Let me know if it worked!
Also, it is possible that there is some outdated information in the official documentation. If you know about a part of the docs which still says scope is an object, please do tell :)
@jhugman This is probably your area of expertise, let me know if I got something wrong :)
The change works so I am able to progress past this issue.
Many thanks for your assistance. I was pulling my hair out over the weekend trying to work out what the issue was.
Hi, @m93a @bernarma
Thanks for the heads up, and the very succinct steps to reproduce.
@m93a is right: for a number of reasons (safety and extensibility) we've changed the type of the scope object from a raw JS object to a Map.
- The
scopethatmathjspasses thetransformfunction is aMap. - The
scopeis a sub-scope with access to all the main scope, with the passed arguments copied in as the argument names when the function was defined. The main scope, is passed in as aparentScope, but you probably don't want that in this case.
With this knowledge, we should be able to change line
const fnScope = scope; // line 43
fnScope.set(variable, x); // line 49
You might be tempted to use
const fnScope = Object.create(scope.entries()); // line 43
fnScope[variable] = x; // line 49
but for a number of reasons, I wouldn't recommend this— mostly because it's considerably less efficient, but also because it gets tricky when you start making your own custom scopes.
@m93a: This might well need a documentation change to the custom argument parsing example, and perhaps exposing a createSubscope method.

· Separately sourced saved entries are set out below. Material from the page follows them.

PR #1767, opened 2019-03-08
JBPM-8306: Process diagram images are hardcoded to large sizes

nmirasch:
Added viewBox attribute to svg returned by Process Instance image sevices

### DIFF
--- a/kie-server-parent/kie-server-services/kie-server-services-jbpm-ui/src/main/java/org/kie/server/services/jbpm/ui/ImageServiceBase.java
+++ b/kie-server-parent/kie-server-services/kie-server-services-jbpm-ui/src/main/java/org/kie/server/services/jbpm/ui/ImageServiceBase.java
@@ -1,5 +1,5 @@
 /*
- * Copyright 2015 Red Hat, Inc. and/or its affiliates.
+ * Copyright 2019 Red Hat, Inc. and/or its affiliates.
  *
  * Licensed under the Apache License, Version 2.0 (the "License");
  * you may not use this file except in compliance with the License.
@@ -11,12 +11,11 @@
  * WITHOUT WARRANTIES OR CONDITIONS OF ANY KIND, either express or implied.
  * See the License for the specific language governing permissions and
  * limitations under the License.
-*/
+ */
 
 package org.kie.server.services.jbpm.ui;
 
 import java.io.ByteArrayInputStream;
-import java.io.UnsupportedEncodingException;
 import java.text.MessageFormat;
 import java.util.ArrayList;
 import java.util.Collection;
@@ -25,6 +24,7 @@ import java.util.List;
 import java.util.Map;
 
 import org.jbpm.process.svg.SVGImageProcessor;
+import org.jbpm.process.svg.processor.SVGProcessor;
 import org.jbpm.services.api.ProcessInstanceNotFoundException;
 import org.jbpm.services.api.RuntimeDataService;
 import org.jbpm.services.api.model.NodeInstanceDesc;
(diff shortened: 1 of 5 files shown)


nmirasch:
@mswiderski @cristianonicolai @jstastny-cz could you take a look? Thanks!

cristianonicolai:

cristianonicolai:
@nmirasch should width and height attributes be removed then? That might have an impact in BC, as the diagram will be then fitted to the div size.

nmirasch:
@cristianonicolai maybe just keep a boolean parameter to the services to ask for the viewBox addition and remove width and height in that case, keeping the same calls for BC. Is that a good approach?

nmirasch:
@cristianonicolai @mswiderski @jstastny-cz  added that boolean parameter to ask for the svgViewBox attribute addition, that implies the removal of width and height allowing the external resizing. This PR just change the svg treatment in case this new parameter is present and true, otherwise it remains the same behaviour as now.

cristianonicolai:
@nmirasch I'm not sure you actually need to add the new parameter, I was just concerned that the image would now fit in the div area inside Business Central. I think in the we might actually need to enforce that the div has a minimum size instead. Another point, should this changes be done here or at the designer level? @romartin wdyt?

romartin:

integrate.transform = function (args, math, scope, parentScope) {
// determine the variable name
if (!args[1].isSymbolNode) {
throw new Error('Second argument must be a symbol');
}
const variable = args[1].name;
// evaluate start, end, and step
const start = args[2].compile().evaluate(scope);
const end = args[3].compile().evaluate(scope);
const step = args[4] && args[4].compile().evaluate(scope); // step is optional
// Use the subscope for this argument scope, linked to the provided scope.

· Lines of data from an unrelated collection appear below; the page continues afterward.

PR #1712, opened 2019-02-05
[JBPM-7974] kie-server not removed from the controller view if server  is killed or crashes

elguardian:
added logic to the standalone controller to remove servers that were killed or crashed

PR #1772, opened 2019-03-13
[JBPM-7974] kie-server not removed from the controller view if server is killed or crashes (7.18.x)

elguardian:
added logic to the standalone controller

cherry picked from #1712


elguardian:
@mareknovotny plz remove the do not merge. let see if this can be in 7.3.z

// This is the scope with the arguments copied from the function, and we use it to apply the variable
const fnScope = scope;
// construct a function which evaluates the first parameter f after applying
// a value for parameter x.
const fnCode = args[0].compile();
const f = function (x) {
fnScope.set(variable, x);
return fnCode.evaluate(fnScope);
};
// execute the integration
return integrate(f, start, end, step);
};
Since what remains seem to be general ideas for providing better ways to manipulate scopes (which I agree could be useful), moving this to a Discussion.